Libretto by Sergei Prokofiev, based on tales from Perm Province
Set design and production by Mikhail Larionov, with Sergei Prokofiev and Thadée Slavinsky
The ballet was written in 1921. This version was first performed in Perm in 2011. Running time: 1 hour
The Perm version of The Buffoon is a bold experiment combining the choreography of Alexey Miroshnichenko with set design and costumes based on the original sketches by futurist artist Mikhail Larionov for the first production.
Impresario Sergei Diaghilev commissioned Sergei Prokofiev to write the score for The Tale of the Buffoon who Outwits Seven Other Buffoons in 1914 on the crest of the success of Le Sacre du printemps, taking a collection of tales from Perm Province as inspiration. After selecting several stories about the resourceful Buffoon who cheats stupid rich men, Prokofiev wrote the libretto and quickly finished the piano reduction score of the ballet. The completion of the work was interrupted by World War I; the première of The Buffoon did not take place until 1921. Until recently, the ballet had completely disappeared from choreographers’ field of vision.
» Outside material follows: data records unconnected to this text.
PR #448, opened 2024-05-13
Fix up some old docs and add more DocC annotations

Joannis:
A lot of the DocC symbol links don't work in DocC, but they don't hurt and it helps the rendering on swiftinit.org and swiftonserver.com


adam-fowler:
Adding links to outside libraries produces errors while building the docs, which then hide real errors in the documentation.The documentation pipeline currently requires that docs don't generate errors before publishing. I'd rather not include links to outside libraries for this reason

PR #450, opened 2024-05-14
Add requirement that channel is accessible in ServerChildChannel.Value

adam-fowler:
This adds an additional requirement on the Value passed around by a ServerChildChannel that the Channel that spawned the child channel is accessible from the Value. 

This PR doesn't add any additional functionality. It is here to prepare for the situation where we need the EventLoop for the Task executor.

### DIFF
--- a/Sources/HummingbirdCore/Server/ServerChildChannel.swift
+++ b/Sources/HummingbirdCore/Server/ServerChildChannel.swift
@@ -16,9 +16,15 @@ import Logging
 import NIOCore
 import ServiceLifecycle
 
-/// HTTPServer child channel setup protocol
+/// Protocol for typed server child channel
+public protocol ServerChildChannelValue: Sendable {
+    /// Child channel that spawned child channel
+    var channel: Channel { get }
+}
+
+/// Generic server child channel setup protocol
 public protocol ServerChildChannel: Sendable {
-    associatedtype Value: Sendable
+    associatedtype Value: ServerChildChannelValue
 
     /// Setup child channel
     /// - Parameters:
--- a/Sources/HummingbirdHTTP2/HTTP2Channel.swift
+++ b/Sources/HummingbirdHTTP2/HTTP2Channel.swift
@@ -26,7 +26,7 @@ import NIOSSL
 /// Child channel for processing HTTP1 with the option of upgrading to HTTP2
 public struct HTTP2UpgradeChannel: HTTPChannelHandler {
     public struct Value: ServerChildChannelValue {
-        let negociatedHTTPVersion: EventLoopFuture<NIONegotiatedHTTPVersion<HTTP1Channel.Value, (NIOAsyncChannel<HTTP2Frame, HTTP2Frame>, NIOHTTP2Handler.AsyncStreamMultiplexer<HTTP1Channel.Value>)>>
+        let negotiatedHTTPVersion: EventLoopFuture<NIONegotiatedHTTPVersion<HTTP1Channel.Value, (NIOAsyncChannel<HTTP2Frame, HTTP2Frame>, NIOHTTP2Handler.AsyncStreamMultiplexer<HTTP1Channel.Value>)>>
         public let channel: Channel
     }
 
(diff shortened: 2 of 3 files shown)


Sources/HummingbirdCore/Server/ServerChildChannel.swift
```diff
@@ -16,9 +16,15 @@ import Logging
 import NIOCore
 import ServiceLifecycle
 
-/// HTTPServer child channel setup protocol
+/// Protocol for typed server child channel
+public protocol ServerChildChannelValue: Sendable {
+    /// Child channel that spawned child channel
+    var channel: Channel { get }
```
Joannis, line 22: Isn't it better if we add `var eventLoop: EventLoop` here? This assumes we're using a `NIO.Channel`, whereas we could have other implementations such as Lambda that aren't connected to a socket at all.

I would even consider removing this requirement entirely, and replacing it with something like this:

```swift
func addTask<Failure: Error>(
  _ operation: @escaping () async throws -> Void,
  to taskGroup: inout ThrowingDiscardingTaskGroup<Failure>
)
```

Sources/HummingbirdHTTP2/HTTP2Channel.swift
```diff
@@ -25,7 +25,10 @@ import NIOSSL
 
 /// Child channel for processing HTTP1 with the option of upgrading to HTTP2
 public struct HTTP2UpgradeChannel: HTTPChannelHandler {
-    public typealias Value = EventLoopFuture<NIONegotiatedHTTPVersion<HTTP1Channel.Value, (NIOAsyncChannel<HTTP2Frame, HTTP2Frame>, NIOHTTP2Handler.AsyncStreamMultiplexer<HTTP1Channel.Value>)>>
+    public struct Value: ServerChildChannelValue {
+        let negociatedHTTPVersion: EventLoopFuture<NIONegotiatedHTTPVersion<HTTP1Channel.Value, (NIOAsyncChannel<HTTP2Frame, HTTP2Frame>, NIOHTTP2Handler.AsyncStreamMultiplexer<HTTP1Channel.Value>)>>
```
Joannis, line 29:
```suggestion
        let negotiatedHTTPVersion: EventLoopFuture<NIONegotiatedHTTPVersion<HTTP1Channel.Value, (NIOAsyncChannel<HTTP2Frame, HTTP2Frame>, NIOHTTP2Handler.AsyncStreamMultiplexer<HTTP1Channel.Value>)>>
```

Sources/HummingbirdHTTP2/HTTP2Channel.swift
```diff
@@ -91,6 +94,8 @@ public struct HTTP2UpgradeChannel: HTTPChannelHandler {
                 }.flatMapThrowing {
                     try HTTP1Channel.Value(wrappingChannelSynchronously: http2ChildChannel)
                 }
+        }.map {
+            .init(negociatedHTTPVersion: $0, channel: channel)
```
Joannis, line 98:
```suggestion
            .init(negotiatedHTTPVersion: $0, channel: channel)
```

Sources/HummingbirdHTTP2/HTTP2Channel.swift
```diff
@@ -100,7 +105,7 @@ public struct HTTP2UpgradeChannel: HTTPChannelHandler {
     ///   - logger: Logger to use while processing messages
     public func handle(value: Value, logger: Logger) async {
         do {
-            let channel = try await value.get()
+            let channel = try await value.negociatedHTTPVersion.get()
```
Joannis, line 108:
```suggestion
            let channel = try await value.negotiatedHTTPVersion.get()
```

Joannis (changes requested):

Sources/HummingbirdCore/Server/ServerChildChannel.swift
adam-fowler: The `ServerChildChannel` assumes we are using a NIO.Channel anyway. It is there to setup a NIO child channel. This code is never run on lambda.

I'm not exactly sure how you would use the `addTask` function

Joannis (approved):

PR #649, opened 2025-01-07
Fix other http header dates (eg FileMiddleware output)

adam-fowler:


Sources/Hummingbird/Utils/DateCache+Date.swift
```diff
@@ -20,7 +20,7 @@ extension DateCache {
     static var rfc1123Formatter: DateFormatter {
         let formatter = DateFormatter()
         formatter.locale = Locale(identifier: "en_US_POSIX")
-        formatter.dateFormat = "EEE, d MMM yyy HH:mm:ss z"
+        formatter.dateFormat = "EEE, dd MMM yyy HH:mm:ss z"
```
Joannis, line 23: Do we need a test for this?

adam-fowler: I actually have another fix for this. Which is part of the FoundationEssentials work. I'll post that soon as an alternative

adam-fowler:
#650 replaces this

PR #652, opened 2025-01-13
Add URLEncodedFormDe/Encoder exception for URL to format as string

mredig:
Added `URL` alongside `Date` and `Data` as exceptions to the processing of URLEncodedFormDe/Encoders. Instead of treating a URL as a dictionary, it now matches the current behaviors of JSONDe/Encoder.

Tests were added and run before and after to confirm changes were successful.


adam-fowler (approved):
looks good. 
As long as CI is happy we are good to go

PR #655, opened 2025-01-13
Use NIOFileSystem

adam-fowler:
I've set this as a draft for the moment as while NonBlockingFileIO has been deprecated, NIOFileSystem still has an under bar prefix which indicates it has an unstable API.


Joannis (approved):

.github/workflows/ci.yml
Joannis, line 43: Is this no longer needed?

Joannis (approved):

.github/workflows/ci.yml
adam-fowler: It will get re-enabled when swift 6.4 works with benchmark package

The Buffooness, the Buffoon’s wife
Their seven daughters
A nanny goat
Once upon a time there lived a Buffoon. The Buffoon had a Buffooness for a wife. One day, the Buffoon was sitting on his big Russian oven and thinking about what kind of joke to play. The Buffooness was washing the floor. The Buffoon had an idea, jumped off the oven, and said, “Look here, my girl. There are seven buffoons coming over. I’ll tell you to cook us a meal, you refuse, and then I’ll pretend to kill you. When you fall over, I’ll pick up that whip. When I hit you the first time, you move a little. The second time, you turn over. And then the third time, you get up and make like you’re going to cook for us. Then we’ll sell the whip for lots of money.” No sooner said than done. Seven buffoons appeared, saw the miracle, and paid three hundred roubles for the whip.
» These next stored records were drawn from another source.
PR #657, opened 2025-01-15
Add ability for developers to support additional MIME types in FileMiddleware

### LINKED ISSUE #656: MediaType isn't extensible
I am currently working on an HLS server and was working to serve the stream components through HB, however when I load an `m3u8` file through `FileMiddleware`, there's no definition for `m3u8` in `MediaType` so the browser just attempts to load it as plain text.

Obviously, the simplest solution would be to just add `m3u8` to `MediaType.extensionMap`, but I think that's just a band aid. Devs should be able to define additional MediaTypes that can be used by FileMiddleware.

I would propose that `MediaType.extensionMap` be made privately mutable and to add a static `registerAdditionalType(_ type: MediaType, withExtension ext: String)` to `MediaType` (or, if scoping is preferable for some reason I can't foresee, perhaps registering on an instance of `FileMiddleware`)

I'd be happy to make a PR for this if you guys are onboard.

mredig:
Added `additionalMediaTypeExtensions` to `FileMiddleware` with a `withAdditionalMediaType` method, adding additional media types, to retain object immutability.

I also went out on a limb and funneled the `FileMiddleware` inits through a single initializer as that better supports this pattern.

This would resolve #656

A test case was added to confirm expected behavior.

### DIFF
--- a/Sources/Hummingbird/Middleware/FileMiddleware.swift
+++ b/Sources/Hummingbird/Middleware/FileMiddleware.swift
@@ -52,6 +52,7 @@ where Provider.FileAttributes: FileMiddlewareFileAttributes {
     let searchForIndexHtml: Bool
     let urlBasePath: String?
     let fileProvider: Provider
+    let additionalMediaTypeExtensions: [String: MediaType]
 
     /// Create FileMiddleware
     /// - Parameters:
@@ -69,13 +70,16 @@ where Provider.FileAttributes: FileMiddlewareFileAttributes {
         threadPool: NIOThreadPool = NIOThreadPool.singleton,
         logger: Logger = Logger(label: "FileMiddleware")
     ) where Provider == LocalFileSystem {
-        self.cacheControl = cacheControl
-        self.searchForIndexHtml = searchForIndexHtml
-        self.urlBasePath = urlBasePath.map { String($0.dropSuffix("/")) }
-        self.fileProvider = LocalFileSystem(
-            rootFolder: rootFolder,
-            threadPool: threadPool,
-            logger: logger
+        self.init(
+            fileProvider: LocalFileSystem(
+                rootFolder: rootFolder,
+                threadPool: threadPool,
+                logger: logger
+            ),
+            urlBasePath: urlBasePath,
+            cacheControl: cacheControl,
+            searchForIndexHtml: searchForIndexHtml,
+            additionalMediaTypeExtensions: [:]
         )
     }
 
@@ -91,10 +95,39 @@ where Provider.FileAttributes: FileMiddlewareFileAttributes {
         cacheControl: CacheControl = .init([]),
         searchForIndexHtml: Bool = false
     ) {
+        self.init(
+            fileProvider: fileProvider,
+            urlBasePath: urlBasePath,
+            cacheControl: cacheControl,
+            searchForIndexHtml: searchForIndexHtml,
+            additionalMediaTypeExtensions: [:]
+        )
+    }
+
+    private init(
+        fileProvider: Provider,
+        urlBasePath: String? = nil,
+        cacheControl: CacheControl = .init([]),
+        searchForIndexHtml: Bool = false,
+        additionalMediaTypeExtensions: [String: MediaType]
+    ) {
         self.cacheControl = cacheControl
         self.searchForIndexHtml = searchForIndexHtml
         self.urlBasePath = urlBasePath.map { String($0.dropSuffix("/")) }
         self.fileProvider = fileProvider
+        self.additionalMediaTypeExtensions = additionalMediaTypeExtensions
+    }
+
+    public func withAdditionalMediaType(_ mediaType: MediaType, forFileExtension fileExtension: String) -> FileMiddleware {
+        var extensions = additionalMediaTypeExtensions
+        extensions[fileExtension] = mediaType
+        return FileMiddleware(
+            fileProvider: fileProvider,
+            urlBasePath: urlBasePath,
+            cacheControl: cacheControl,
+            searchForIndexHtml: searchForIndexHtml,
+            additionalMediaTypeExtensions: extensions
+        )
     }
 
     /// Handle request
@@ -220,7 +253,7 @@ extension FileMiddleware {
 
         // content-type
         if let ext = self.fileExtension(for: path) {
-            if let contentType = MediaType.getMediaType(forExtension: ext) {
+            if let contentType = additionalMediaTypeExtensions[ext] ?? MediaType.getMediaType(forExtension: ext) {
                 headers[.contentType] = contentType.description
             }
         }
--- a/Sources/Hummingbird/Middleware/FileMiddleware.swift
+++ b/Sources/Hummingbird/Middleware/FileMiddleware.swift
@@ -52,7 +52,7 @@ where Provider.FileAttributes: FileMiddlewareFileAttributes {
     let searchForIndexHtml: Bool
     let urlBasePath: String?
     let fileProvider: Provider
-    let additionalMediaTypeExtensions: [String: MediaType]
+    let mediaTypeFileExtensionMap: [String: MediaType]
 
     /// Create FileMiddleware
     /// - Parameters:
@@ -79,7 +79,7 @@ where Provider.FileAttributes: FileMiddlewareFileAttributes {
             urlBasePath: urlBasePath,
             cacheControl: cacheControl,
             searchForIndexHtml: searchForIndexHtml,
-            additionalMediaTypeExtensions: [:]
+            mediaTypeFileExtensionMap: [:]
         )
     }
 
@@ -100,7 +100,7 @@ where Provider.FileAttributes: FileMiddlewareFileAttributes {
             urlBasePath: urlBasePath,
             cacheControl: cacheControl,
             searchForIndexHtml: searchForIndexHtml,
-            additionalMediaTypeExtensions: [:]
+            mediaTypeFileExtensionMap: [:]
         )
     }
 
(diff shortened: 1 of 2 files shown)


Joannis:
I actually think it's a good case for making that property explicitly mutable. I don't see any reason we wouldn't do so. While adding a function to modify those properties is nice, it's certainly also no harm and potentially helpful to know all registered file extensions.

Joannis:
That makes sense!

mredig:
> That makes sense!

So, leave it as it is, but make the property public?

adam-fowler:
> I actually think it's a good case for making that property explicitly mutable. I don't see any reason we wouldn't do so. While adding a function to modify those properties is nice, it's certainly also no harm and potentially helpful to know all registered file extensions.

I don't think it's a great idea to make what should be a static list (you aren't going to change this while the server is running) mutable.

Sources/Hummingbird/Middleware/FileMiddleware.swift
```diff
@@ -69,13 +70,16 @@ where Provider.FileAttributes: FileMiddlewareFileAttributes {
...
+        self.init(
+            fileProvider: LocalFileSystem(
+                rootFolder: rootFolder,
+                threadPool: threadPool,
+                logger: logger
+            ),
+            urlBasePath: urlBasePath,
+            cacheControl: cacheControl,
+            searchForIndexHtml: searchForIndexHtml,
+            additionalMediaTypeExtensions: [:]
```
adam-fowler, line 82: mediaTypeFileExtensionMap?

mredig: will do!

adam-fowler: Of should it be the other way fileExtensionMediaTypeMap? What do you think

mredig: I think they are about equal in terms of clarity, but the first is more concise.

mredig: > I think they are about equal in terms of clarity, but the first is more concise.

I just realized they are the same character count, but the second *looks* longer lol

mredig: Just pushed - I also changed 
`public func withAdditionalMediaType(_ mediaType: MediaType, forFileExtension fileExtension: String) -> FileMiddleware`
to 
`public func withAdditionalMediaType(_ mediaType: MediaType, mappedToFileExtension fileExtension: String) -> FileMiddleware`
to match.

Sources/Hummingbird/Middleware/FileMiddleware.swift
```diff
@@ -52,6 +52,7 @@ where Provider.FileAttributes: FileMiddlewareFileAttributes {
     let searchForIndexHtml: Bool
     let urlBasePath: String?
     let fileProvider: Provider
+    public let mediaTypeFileExtensionMap: [String: MediaType]
```
adam-fowler, line 55: Is there a reason this needs to be public.

Sources/Hummingbird/Middleware/FileMiddleware.swift
```diff
@@ -90,11 +94,40 @@ where Provider.FileAttributes: FileMiddlewareFileAttributes {
...
+        mediaTypeFileExtensionMap: [String: MediaType]
     ) {
         self.cacheControl = cacheControl
         self.searchForIndexHtml = searchForIndexHtml
         self.urlBasePath = urlBasePath.map { String($0.dropSuffix("/")) }
         self.fileProvider = fileProvider
+        self.mediaTypeFileExtensionMap = mediaTypeFileExtensionMap
+    }
+
+    public func withAdditionalMediaType(_ mediaType: MediaType, mappedToFileExtension fileExtension: String) -> FileMiddleware {
```
adam-fowler, line 121: Is it worthwhile adding a function to add multiple media types. 
```
public func withAdditionalMediaTypes(_ types: [String: MediaType]) -> FileMiddleware
```

adam-fowler (commented):
Couple of comments but otherwise looks good

Sources/Hummingbird/Middleware/FileMiddleware.swift
mredig: re @Joannis 
>it's certainly also no harm and potentially helpful to know all registered file extensions.

I thought it was a good point. I could see a need to introspect what the customizations are.

Sources/Hummingbird/Middleware/FileMiddleware.swift
mredig: Here are sample call sites:

```swift
FileMiddleware(".")
    .withAdditionalMediaType(hlsStream, mappedToFileExtension: "m3u8")
    .withAdditionalMediaType(MediaType(type: .application, subType: "foo"), mappedToFileExtension: "foo")
    .withAdditionalMediaType(MediaType(type: .application, subType: "bar"), mappedToFileExtension: "bar")
    .withAdditionalMediaType(MediaType(type: .application, subType: "baz"), mappedToFileExtension: "baz")
```

```swift
FileMiddleware(".")
    .withAdditionalMediaTypes([
        "m3u8": hlsStream,
        "foo": MediaType(type: .application, subType: "foo"),
        "bar": MediaType(type: .application, subType: "bar"),
        "baz": MediaType(type: .application, subType: "baz"),
    ])
```

I definitely like the less imposing block of text, but it still retains the original issue I was trying to avoid in that it's not super apparent that the keys in the dictionary are file extensions.

>...future maintainers would have the explicit context of associating the file extension with the mime type instead of having to intuit the association.

What would you think of

`public func withAdditionalMediaTypes(forFileExtensions extensionToMediaTypeMap: [String: MediaType]) -> FileMiddleware`

Sources/Hummingbird/Middleware/FileMiddleware.swift
adam-fowler: Until someone needs it I'd prefer we leave it private. Setting it to public means setting it in stone until the next major version.

Sources/Hummingbird/Middleware/FileMiddleware.swift
adam-fowler: Sounds good

mredig: I'll get on it!

mredig:
I looked at the details for the validation failure and it isn't making sense to me. Does it want me to format like this?!?!

```swift
let extensions = 
    extensionToMediaTypeMap
    .reduce(into: mediaTypeFileExtensionMap) {
        $0[$1.key.lowercased()] = $1.value
    }
```

Sources/Hummingbird/Middleware/FileMiddleware.swift
```diff
@@ -90,11 +94,47 @@ where Provider.FileAttributes: FileMiddlewareFileAttributes {
...
+        withAdditionalMediaTypes(forFileExtensions: [fileExtension: mediaType])
+    }
+
+    public func withAdditionalMediaTypes(forFileExtensions extensionToMediaTypeMap: [String: MediaType]) -> FileMiddleware {
```
Joannis, line 125: @adam-fowler Is it worth adding a custom `ExpressibleByDictionaryLiteral` type for this dictionary use case? That way we can represent it in, what I believe, would be a clearer API surface. That could also cascade into the `public var extensionMap: ... { get }` down the line

adam-fowler: We can look at this in another PR. We can merge this, but if we want a custom type we'll need that PR before we do a release.

adam-fowler (approved):
I'm happy with this as is. But need to run swift-format on the files.

Sources/Hummingbird/Middleware/FileMiddleware.swift
Joannis: @mredig do you want to give that custom type a shot? I think it'd be a great addition.

mredig: Yeah I can do another PR as @adam-fowler suggested, after this one. :)

mredig:
> I'm happy with this as is. But need to run swift-format on the files.

I just ran it and pushed the change, but I'm skeptical that this change is desirable.

```
     public func withAdditionalMediaTypes(forFileExtensions extensionToMediaTypeMap: [String: MediaType]) -> FileMiddleware {
-        let extensions = extensionToMediaTypeMap
+        let extensions =
+            extensionToMediaTypeMap
             .reduce(into: mediaTypeFileExtensionMap) {
                 $0[$1.key.lowercased()] = $1.value
             }
```

mredig:
> > I'm happy with this as is. But need to run swift-format on the files.
> 
> I just ran it and pushed the change, but I'm skeptical that this change is desirable.
> 
> ```
>      public func withAdditionalMediaTypes(forFileExtensions extensionToMediaTypeMap: [String: MediaType]) -> FileMiddleware {
> -        let extensions = extensionToMediaTypeMap
> +        let extensions =
> +            extensionToMediaTypeMap
>              .reduce(into: mediaTypeFileExtensionMap) {
>                  $0[$1.key.lowercased()] = $1.value
>              }
> ```

I dug into swift-format yesterday and found that this appears to be intentional formatting. I suppose it is what it is, but ...





(Not trying to change your mind or anything - I just have strong opinions on formatting)

adam-fowler:
I'm not necessarily happy about some of the decisions swift-format makes around breaking up lines. 

But I decided to go with swift-format to ease access to the project for all developers. Swift-format is packaged with the compiler.

You can sometimes get around some the decisions by breaking up lines as you'd prefer. In this case I'm sure you could merge the `reduce` line back into the previous line and get something a little more attractive.

adam-fowler:
I change the formatting to be slightly more desirable and got this merged

mredig:
> I change the formatting to be slightly more desirable and got this merged

lolol thank you. Honestly, I was just complaining, but expected it to just be used as-was. Looks better though! :D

Ballet in one act to the music of a symphonic suite “Scheherazade” by Nikolai Rimsky-Korsakov
The ballet was inspired by the life of one of the most amazing women of the 20th century — the last Empress of Iran Farah Pahlavi.
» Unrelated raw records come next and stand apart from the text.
PR #658, opened 2025-01-15
Show URLFormCoding test case errors in test case

mredig:
While making the URL en/decoding PR, I noticed that test failures showed inline alerts at the top of the code file, not in the test case itself, due to the convenience methods designed for the tests.

I adjusted the definitions of these convenience methods to instead pass the file and line of the actual test and forward that to `XCTAssert*`, showing errors inline at the call site instead of stacking failures in a single location.

Incidentally, I also noticed that all the tests are still using the XCTest framework. Is there interest in migrating to Swift Testing? That would be a much more time consuming undertaking, so I don't want to make any PRs on that without any demonstrated interest.

### DIFF
--- a/Tests/HummingbirdTests/URLEncodedForm/URLDecoderTests.swift
+++ b/Tests/HummingbirdTests/URLEncodedForm/URLDecoderTests.swift
@@ -17,12 +17,18 @@ import XCTest
 @testable import Hummingbird
 
 final class URLDecodedFormDecoderTests: XCTestCase {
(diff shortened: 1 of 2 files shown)


Joannis:
IIRC, we didn't move to Swift Testing because of our support for older Swift releases.

Joannis (approved):

adam-fowler (approved):

mredig:
> IIRC, we didn't move to Swift Testing because of our support for older Swift releases.

Ah. That makes sense. I suppose you'd need to test against all supported versions of Swift and not just the latest.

Her life journey is as remarkable as a fairy tale. The only daughter of an officer whose family, once affluent, was in a difficult financial state, she, nevertheless, had been highly educated and moved to study in France. Like many Iranian young people who were studying abroad at this time she was on scholarship established by the Shah. During his official visits to foreign countries, Shah Mohammad Reza Pahlavi met with most accomplished local Iranian students, and it was on one such occasion that he noticed Farah Diba, a student of the École Spéciale d'Architecture, and was completely charmed by her. Several months later she became his wife. Farah Pahlavi placed the heavy weight of being responsible for cultural and social life in the country on her shoulders. She was building hospitals, schools, kindergartens, she was fighting for women’s rights, and organized communes for lepers where they could live life more fully. She supported both traditional culture and modern art, through her patronage, dozens of artifacts from foreign collections were returned to Iranian museums. Farah had grown immensely popular among people of Iran, and in 1967 the Shah made an unprecedented decision — Farah was crowned, and became the first and only crowned Empress (Shahbanu) in the history of the country. It was not just the title that she received, but she was named to be the regent should anything happen to the Shah before the Crown Prince's 21st birthday. During the Iranian Revolution of 1979, Farah Pahlavi, together with the Shah, was forced to leave Iran. Time took her husband and two of her four children away from her, but she herself is now in good health.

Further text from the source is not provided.